* Task statement
All that is needed is the listing, given back exactly.

* Data section
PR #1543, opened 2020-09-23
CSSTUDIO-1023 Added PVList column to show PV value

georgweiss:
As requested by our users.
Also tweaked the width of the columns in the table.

* Response area
PR #1543, opened 2020-09-23
CSSTUDIO-1023 Added PVList column to show PV value

georgweiss:
As requested by our users.
Also tweaked the width of the columns in the table.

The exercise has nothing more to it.